PR #449, opened 2026-06-27
Rust chain builder

### LINKED ISSUE #367: Change Rust builders
We currently make builders like this:

```rs
#[derive(Clone, Default)]
pub struct HiOptions {
    pub i: Option<i32>
}

#[derive(Clone)]
pub struct HiBuilder<T: ..., U: ...> {
    pub t: Option<T>, pub u: U
}

impl<T: ..., U: ...> HiBuilder<T, U> {
    pub fn build(self) -> Hi<T, U> {
        self.build_with(std::default::Default::default())
    }
    pub fn build_with(self, options: HiOptions) -> Hi<T, U> {
        Hi::new(self.t, self.u, options.i)
    }
}
```

But we can easily make naming conflicts with the name `...Builder`, even though that's idiomatic. On the other hand, the builder style above *isn't* the most common. I was a bit creative making structs with pub fields. Something like this would be more common:

```rs
#[derive(Clone, Default)]
pub struct HiBuilder<T: ..., U: ...> {
    t: Option<Option<T>>, u: Option<U>, i: Option<i32>
}

impl<T: ..., U: ...> HiBuilder<T, U> {
    pub fn t(mut self, t: Option<T>) -> Self {
        self.t = Some(t);
        self
    }
    pub fn u(mut self, u: U) -> Self {
        self.u = Some(u);
        self
    }
    pub fn i(mut self, i: i32) -> Self {
        self.i = Some(i);
        self
    }
    pub fn build(self) -> Hi<T, U> {
        Hi::new(self.t.unwrap(), self.u.unwrap(), self.i)
    }
}
```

===

What the task requires → Each line of the data is to be transcribed exactly, with nothing left out.

Exercise solution →
PR #449, opened 2026-06-27
Rust chain builder

### LINKED ISSUE #367: Change Rust builders
We currently make builders like this:

```rs
#[derive(Clone, Default)]
pub struct HiOptions {
    pub i: Option<i32>
}

#[derive(Clone)]
pub struct HiBuilder<T: ..., U: ...> {
    pub t: Option<T>, pub u: U
}

impl<T: ..., U: ...> HiBuilder<T, U> {
    pub fn build(self) -> Hi<T, U> {
        self.build_with(std::default::Default::default())
    }
    pub fn build_with(self, options: HiOptions) -> Hi<T, U> {
        Hi::new(self.t, self.u, options.i)
    }
}
```

But we can easily make naming conflicts with the name `...Builder`, even though that's idiomatic. On the other hand, the builder style above *isn't* the most common. I was a bit creative making structs with pub fields. Something like this would be more common:

```rs
#[derive(Clone, Default)]
pub struct HiBuilder<T: ..., U: ...> {
    t: Option<Option<T>>, u: Option<U>, i: Option<i32>
}

impl<T: ..., U: ...> HiBuilder<T, U> {
    pub fn t(mut self, t: Option<T>) -> Self {
        self.t = Some(t);
        self
    }
    pub fn u(mut self, u: U) -> Self {
        self.u = Some(u);
        self
    }
    pub fn i(mut self, i: i32) -> Self {
        self.i = Some(i);
        self
    }
    pub fn build(self) -> Hi<T, U> {
        Hi::new(self.t.unwrap(), self.u.unwrap(), self.i)
    }
}
```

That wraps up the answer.